### Exercise
Every line in the following data that has "Suggestions" counts toward the total; state that total alone.

### Extracted information
◆ ◆ ◆

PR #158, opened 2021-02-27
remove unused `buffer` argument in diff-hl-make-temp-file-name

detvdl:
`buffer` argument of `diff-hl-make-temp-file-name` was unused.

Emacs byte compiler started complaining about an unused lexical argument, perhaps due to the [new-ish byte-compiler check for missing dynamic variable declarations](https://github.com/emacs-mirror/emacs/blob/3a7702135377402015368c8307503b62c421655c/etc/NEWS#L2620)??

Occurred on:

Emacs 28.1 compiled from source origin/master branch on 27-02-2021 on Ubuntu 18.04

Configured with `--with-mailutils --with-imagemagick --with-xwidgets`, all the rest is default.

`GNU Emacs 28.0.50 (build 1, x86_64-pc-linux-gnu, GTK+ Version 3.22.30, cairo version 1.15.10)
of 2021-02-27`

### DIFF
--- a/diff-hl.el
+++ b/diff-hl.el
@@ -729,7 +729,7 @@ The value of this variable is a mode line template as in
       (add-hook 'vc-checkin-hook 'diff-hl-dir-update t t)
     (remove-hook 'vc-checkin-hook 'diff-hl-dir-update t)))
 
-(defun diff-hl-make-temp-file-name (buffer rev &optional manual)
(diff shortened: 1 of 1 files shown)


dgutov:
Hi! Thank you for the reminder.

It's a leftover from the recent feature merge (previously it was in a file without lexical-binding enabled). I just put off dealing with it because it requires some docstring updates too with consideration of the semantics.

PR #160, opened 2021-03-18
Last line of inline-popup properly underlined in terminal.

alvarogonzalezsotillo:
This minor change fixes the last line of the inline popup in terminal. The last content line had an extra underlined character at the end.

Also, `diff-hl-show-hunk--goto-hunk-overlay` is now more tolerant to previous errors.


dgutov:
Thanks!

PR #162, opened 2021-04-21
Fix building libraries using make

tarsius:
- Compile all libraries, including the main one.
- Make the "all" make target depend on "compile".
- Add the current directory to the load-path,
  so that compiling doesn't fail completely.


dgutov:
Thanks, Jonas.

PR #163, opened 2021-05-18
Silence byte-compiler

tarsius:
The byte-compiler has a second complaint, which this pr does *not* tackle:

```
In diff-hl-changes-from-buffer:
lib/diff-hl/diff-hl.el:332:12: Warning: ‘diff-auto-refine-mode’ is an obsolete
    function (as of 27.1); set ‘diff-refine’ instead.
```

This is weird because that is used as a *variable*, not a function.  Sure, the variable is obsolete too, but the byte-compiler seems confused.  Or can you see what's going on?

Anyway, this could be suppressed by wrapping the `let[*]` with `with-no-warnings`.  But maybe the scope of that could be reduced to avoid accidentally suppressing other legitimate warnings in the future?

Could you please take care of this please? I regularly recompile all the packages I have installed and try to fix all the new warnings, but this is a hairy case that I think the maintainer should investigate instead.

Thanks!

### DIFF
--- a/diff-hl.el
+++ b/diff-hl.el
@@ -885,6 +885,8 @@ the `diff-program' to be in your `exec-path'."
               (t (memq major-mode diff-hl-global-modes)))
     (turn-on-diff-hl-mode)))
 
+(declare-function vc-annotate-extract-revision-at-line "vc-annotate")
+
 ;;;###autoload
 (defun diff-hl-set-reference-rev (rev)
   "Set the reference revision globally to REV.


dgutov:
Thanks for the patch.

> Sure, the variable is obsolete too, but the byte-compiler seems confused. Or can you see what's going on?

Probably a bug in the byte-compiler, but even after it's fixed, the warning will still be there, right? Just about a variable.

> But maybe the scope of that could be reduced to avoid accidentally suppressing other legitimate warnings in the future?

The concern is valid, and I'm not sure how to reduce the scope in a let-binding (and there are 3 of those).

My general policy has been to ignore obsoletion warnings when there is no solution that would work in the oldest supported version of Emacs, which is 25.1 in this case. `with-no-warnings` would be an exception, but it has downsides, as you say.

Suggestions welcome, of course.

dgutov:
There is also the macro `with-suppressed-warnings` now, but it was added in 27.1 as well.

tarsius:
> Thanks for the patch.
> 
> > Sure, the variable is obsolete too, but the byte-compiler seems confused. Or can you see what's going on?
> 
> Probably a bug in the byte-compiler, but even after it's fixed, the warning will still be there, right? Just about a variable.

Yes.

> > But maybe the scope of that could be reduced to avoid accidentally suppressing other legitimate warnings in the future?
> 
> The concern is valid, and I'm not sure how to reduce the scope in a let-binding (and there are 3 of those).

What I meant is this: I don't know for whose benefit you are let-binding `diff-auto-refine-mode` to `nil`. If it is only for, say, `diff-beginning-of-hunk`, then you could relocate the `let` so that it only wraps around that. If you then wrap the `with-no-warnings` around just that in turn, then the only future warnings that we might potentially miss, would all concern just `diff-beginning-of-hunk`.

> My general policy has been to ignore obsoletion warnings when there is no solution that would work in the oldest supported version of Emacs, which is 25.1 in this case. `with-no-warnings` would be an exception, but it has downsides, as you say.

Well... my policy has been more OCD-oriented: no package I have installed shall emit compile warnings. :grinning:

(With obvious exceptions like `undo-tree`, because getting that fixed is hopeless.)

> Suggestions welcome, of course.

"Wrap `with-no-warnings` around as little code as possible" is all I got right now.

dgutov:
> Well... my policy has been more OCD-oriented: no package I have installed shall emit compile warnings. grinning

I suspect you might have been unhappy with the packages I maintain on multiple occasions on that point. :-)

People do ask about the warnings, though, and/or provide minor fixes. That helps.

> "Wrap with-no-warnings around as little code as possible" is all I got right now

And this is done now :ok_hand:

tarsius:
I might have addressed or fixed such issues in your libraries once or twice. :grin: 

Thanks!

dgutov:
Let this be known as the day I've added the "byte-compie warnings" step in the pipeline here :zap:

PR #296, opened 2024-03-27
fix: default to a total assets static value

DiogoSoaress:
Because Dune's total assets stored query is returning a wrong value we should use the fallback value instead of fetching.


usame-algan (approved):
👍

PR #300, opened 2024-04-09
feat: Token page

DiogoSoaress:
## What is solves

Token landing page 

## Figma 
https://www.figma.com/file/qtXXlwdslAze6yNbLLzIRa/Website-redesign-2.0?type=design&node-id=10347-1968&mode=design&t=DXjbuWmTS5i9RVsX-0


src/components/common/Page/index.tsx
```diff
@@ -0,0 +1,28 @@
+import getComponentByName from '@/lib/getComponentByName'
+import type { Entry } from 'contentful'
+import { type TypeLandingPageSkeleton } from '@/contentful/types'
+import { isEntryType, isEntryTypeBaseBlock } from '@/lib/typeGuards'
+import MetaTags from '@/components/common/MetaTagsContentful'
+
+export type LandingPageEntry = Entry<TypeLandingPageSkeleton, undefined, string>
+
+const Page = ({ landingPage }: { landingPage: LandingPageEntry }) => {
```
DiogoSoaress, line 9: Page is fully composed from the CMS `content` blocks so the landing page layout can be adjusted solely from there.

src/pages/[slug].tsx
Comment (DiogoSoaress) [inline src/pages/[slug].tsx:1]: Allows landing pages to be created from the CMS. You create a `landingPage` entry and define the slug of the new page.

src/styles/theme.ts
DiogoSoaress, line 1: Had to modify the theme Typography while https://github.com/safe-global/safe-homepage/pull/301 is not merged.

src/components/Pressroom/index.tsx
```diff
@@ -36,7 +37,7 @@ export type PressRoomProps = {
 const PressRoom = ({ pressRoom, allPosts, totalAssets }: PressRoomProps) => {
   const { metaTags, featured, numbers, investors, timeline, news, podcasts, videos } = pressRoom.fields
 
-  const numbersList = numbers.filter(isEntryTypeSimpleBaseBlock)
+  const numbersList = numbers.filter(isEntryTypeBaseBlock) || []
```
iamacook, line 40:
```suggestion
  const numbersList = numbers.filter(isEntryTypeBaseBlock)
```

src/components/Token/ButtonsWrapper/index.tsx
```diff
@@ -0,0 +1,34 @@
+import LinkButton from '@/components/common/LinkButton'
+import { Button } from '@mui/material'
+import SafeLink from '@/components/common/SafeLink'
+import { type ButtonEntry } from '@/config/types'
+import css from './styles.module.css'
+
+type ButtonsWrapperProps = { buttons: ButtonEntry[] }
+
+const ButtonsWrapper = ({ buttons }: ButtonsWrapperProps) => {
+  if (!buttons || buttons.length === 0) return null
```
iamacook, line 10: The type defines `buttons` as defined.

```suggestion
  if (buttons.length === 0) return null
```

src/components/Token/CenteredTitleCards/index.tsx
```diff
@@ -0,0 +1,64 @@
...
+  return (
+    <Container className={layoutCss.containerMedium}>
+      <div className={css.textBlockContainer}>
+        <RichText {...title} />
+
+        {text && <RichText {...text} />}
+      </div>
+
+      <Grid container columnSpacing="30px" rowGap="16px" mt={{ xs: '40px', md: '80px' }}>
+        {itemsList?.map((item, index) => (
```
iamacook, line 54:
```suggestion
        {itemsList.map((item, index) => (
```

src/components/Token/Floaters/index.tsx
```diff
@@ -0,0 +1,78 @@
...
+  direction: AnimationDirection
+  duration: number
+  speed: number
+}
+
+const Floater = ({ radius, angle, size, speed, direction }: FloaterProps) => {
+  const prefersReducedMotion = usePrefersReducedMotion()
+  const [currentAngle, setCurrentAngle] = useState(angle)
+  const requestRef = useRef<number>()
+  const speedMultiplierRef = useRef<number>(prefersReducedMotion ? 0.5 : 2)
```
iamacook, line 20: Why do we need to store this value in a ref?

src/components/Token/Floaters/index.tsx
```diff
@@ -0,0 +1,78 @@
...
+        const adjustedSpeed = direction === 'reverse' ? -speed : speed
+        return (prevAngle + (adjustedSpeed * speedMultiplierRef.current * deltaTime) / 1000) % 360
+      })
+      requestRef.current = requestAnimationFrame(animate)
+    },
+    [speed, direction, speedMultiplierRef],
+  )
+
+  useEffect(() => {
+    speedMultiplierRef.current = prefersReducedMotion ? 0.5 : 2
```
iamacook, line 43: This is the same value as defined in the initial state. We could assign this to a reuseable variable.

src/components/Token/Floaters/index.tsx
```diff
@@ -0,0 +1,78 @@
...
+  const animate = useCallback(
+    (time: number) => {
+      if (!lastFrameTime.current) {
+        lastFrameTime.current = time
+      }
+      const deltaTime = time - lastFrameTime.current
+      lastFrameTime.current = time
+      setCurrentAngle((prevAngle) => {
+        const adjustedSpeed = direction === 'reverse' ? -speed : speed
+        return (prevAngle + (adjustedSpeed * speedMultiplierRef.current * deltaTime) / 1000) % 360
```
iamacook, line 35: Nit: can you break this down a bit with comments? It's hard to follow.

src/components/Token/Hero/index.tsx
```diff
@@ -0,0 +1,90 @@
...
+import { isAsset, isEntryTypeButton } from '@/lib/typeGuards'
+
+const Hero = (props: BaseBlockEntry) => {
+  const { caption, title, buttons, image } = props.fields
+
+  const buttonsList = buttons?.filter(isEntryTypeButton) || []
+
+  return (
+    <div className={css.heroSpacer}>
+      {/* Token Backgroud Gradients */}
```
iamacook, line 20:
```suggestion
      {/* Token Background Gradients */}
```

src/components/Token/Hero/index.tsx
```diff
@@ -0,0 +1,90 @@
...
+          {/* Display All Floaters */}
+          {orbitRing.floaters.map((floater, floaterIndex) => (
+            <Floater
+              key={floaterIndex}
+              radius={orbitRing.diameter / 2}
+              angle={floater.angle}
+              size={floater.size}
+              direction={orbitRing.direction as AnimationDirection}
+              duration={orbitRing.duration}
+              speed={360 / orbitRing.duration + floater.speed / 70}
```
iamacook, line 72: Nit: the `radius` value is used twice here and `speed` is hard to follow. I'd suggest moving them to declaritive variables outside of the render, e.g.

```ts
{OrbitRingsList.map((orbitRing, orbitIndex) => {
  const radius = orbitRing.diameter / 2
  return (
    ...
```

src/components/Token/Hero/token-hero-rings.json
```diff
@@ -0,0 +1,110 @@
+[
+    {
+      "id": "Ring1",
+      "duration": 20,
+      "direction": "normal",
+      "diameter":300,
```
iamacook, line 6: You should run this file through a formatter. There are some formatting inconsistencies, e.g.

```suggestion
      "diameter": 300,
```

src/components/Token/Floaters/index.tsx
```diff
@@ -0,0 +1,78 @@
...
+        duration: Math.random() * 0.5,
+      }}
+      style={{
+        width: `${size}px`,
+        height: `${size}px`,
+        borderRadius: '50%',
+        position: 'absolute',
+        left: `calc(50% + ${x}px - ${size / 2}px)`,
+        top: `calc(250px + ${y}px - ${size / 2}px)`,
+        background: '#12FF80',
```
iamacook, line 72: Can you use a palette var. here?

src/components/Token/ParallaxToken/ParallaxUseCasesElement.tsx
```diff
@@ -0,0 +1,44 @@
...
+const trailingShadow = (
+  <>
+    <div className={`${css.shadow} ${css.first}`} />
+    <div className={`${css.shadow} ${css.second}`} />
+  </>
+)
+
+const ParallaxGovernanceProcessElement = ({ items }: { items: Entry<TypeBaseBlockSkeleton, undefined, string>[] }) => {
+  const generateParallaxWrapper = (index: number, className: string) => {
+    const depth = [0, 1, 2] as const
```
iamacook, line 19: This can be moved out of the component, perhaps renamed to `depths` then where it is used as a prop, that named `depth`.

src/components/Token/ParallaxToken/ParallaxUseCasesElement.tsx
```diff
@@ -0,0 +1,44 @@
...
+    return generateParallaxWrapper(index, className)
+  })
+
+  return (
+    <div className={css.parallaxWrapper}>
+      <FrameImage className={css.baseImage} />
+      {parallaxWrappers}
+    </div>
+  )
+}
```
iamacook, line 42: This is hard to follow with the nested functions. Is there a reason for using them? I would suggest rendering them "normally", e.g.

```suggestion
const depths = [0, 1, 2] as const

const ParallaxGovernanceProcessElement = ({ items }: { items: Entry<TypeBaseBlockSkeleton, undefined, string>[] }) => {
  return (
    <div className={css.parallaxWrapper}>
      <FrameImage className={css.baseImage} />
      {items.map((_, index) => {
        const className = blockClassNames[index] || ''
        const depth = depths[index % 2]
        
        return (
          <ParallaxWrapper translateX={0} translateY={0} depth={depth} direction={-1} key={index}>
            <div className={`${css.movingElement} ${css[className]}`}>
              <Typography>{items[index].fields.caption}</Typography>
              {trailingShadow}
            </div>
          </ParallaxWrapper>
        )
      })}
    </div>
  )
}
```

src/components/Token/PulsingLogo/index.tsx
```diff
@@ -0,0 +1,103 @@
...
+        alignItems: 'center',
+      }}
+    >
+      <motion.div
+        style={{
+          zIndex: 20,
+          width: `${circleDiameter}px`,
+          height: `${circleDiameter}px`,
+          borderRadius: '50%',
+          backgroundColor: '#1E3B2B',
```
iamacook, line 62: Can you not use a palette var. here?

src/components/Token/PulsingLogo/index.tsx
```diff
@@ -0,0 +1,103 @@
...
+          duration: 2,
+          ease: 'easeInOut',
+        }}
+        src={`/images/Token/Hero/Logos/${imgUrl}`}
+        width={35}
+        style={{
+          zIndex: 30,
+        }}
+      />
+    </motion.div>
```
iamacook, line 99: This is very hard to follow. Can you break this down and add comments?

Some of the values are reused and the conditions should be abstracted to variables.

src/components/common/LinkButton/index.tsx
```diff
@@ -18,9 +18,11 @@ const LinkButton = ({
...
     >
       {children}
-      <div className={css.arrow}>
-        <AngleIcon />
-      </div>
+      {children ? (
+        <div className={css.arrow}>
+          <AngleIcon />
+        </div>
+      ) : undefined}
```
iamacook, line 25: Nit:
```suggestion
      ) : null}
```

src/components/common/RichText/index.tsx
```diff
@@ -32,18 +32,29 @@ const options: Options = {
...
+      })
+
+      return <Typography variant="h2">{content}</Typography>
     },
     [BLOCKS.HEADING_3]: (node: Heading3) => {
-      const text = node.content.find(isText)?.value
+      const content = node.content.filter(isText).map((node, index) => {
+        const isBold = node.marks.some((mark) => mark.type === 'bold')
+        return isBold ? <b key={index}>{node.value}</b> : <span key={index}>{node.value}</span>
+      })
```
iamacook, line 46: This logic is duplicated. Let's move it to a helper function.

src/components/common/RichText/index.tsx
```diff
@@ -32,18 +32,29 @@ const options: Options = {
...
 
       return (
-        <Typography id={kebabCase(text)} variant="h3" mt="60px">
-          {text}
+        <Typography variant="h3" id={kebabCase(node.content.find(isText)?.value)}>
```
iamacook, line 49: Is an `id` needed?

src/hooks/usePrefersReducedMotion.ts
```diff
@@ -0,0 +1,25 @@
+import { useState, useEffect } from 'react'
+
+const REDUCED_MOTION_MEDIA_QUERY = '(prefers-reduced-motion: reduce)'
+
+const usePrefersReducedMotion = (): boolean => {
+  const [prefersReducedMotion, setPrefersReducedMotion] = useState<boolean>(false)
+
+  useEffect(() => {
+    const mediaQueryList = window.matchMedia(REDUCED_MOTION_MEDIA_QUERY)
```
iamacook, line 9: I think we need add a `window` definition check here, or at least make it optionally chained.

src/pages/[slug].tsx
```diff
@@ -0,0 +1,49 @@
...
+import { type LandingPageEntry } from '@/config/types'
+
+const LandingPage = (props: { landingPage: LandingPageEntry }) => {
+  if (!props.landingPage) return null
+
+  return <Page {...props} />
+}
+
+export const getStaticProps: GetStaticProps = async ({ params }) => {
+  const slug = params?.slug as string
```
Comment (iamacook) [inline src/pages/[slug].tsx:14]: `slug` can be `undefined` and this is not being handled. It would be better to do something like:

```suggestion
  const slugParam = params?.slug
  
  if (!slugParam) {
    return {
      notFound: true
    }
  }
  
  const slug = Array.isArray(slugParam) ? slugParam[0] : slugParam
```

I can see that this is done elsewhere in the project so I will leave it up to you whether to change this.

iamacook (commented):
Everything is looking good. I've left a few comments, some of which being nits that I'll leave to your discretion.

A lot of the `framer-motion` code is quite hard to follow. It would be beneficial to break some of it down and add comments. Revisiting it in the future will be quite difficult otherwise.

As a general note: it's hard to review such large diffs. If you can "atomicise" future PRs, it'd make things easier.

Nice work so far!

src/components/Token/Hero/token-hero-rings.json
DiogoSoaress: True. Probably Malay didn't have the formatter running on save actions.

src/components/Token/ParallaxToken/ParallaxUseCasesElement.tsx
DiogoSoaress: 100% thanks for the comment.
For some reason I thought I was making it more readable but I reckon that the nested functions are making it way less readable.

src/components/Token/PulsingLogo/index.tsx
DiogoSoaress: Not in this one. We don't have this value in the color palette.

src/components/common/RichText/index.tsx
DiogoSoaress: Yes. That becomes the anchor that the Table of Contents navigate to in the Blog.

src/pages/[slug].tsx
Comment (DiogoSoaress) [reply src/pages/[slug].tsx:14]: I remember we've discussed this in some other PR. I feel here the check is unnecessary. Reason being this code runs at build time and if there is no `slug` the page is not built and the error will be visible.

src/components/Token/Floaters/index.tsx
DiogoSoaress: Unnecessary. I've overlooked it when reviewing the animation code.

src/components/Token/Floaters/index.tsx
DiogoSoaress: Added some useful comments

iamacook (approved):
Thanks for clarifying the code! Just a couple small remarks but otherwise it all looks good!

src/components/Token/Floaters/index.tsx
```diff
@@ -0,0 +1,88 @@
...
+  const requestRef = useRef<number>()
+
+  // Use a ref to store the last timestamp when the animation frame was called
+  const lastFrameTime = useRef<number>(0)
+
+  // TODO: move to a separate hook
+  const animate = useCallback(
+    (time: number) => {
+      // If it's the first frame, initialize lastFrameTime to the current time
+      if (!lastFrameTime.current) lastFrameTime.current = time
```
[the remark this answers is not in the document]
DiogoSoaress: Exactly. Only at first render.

◆ ◆ ◆

### Exercise answer
2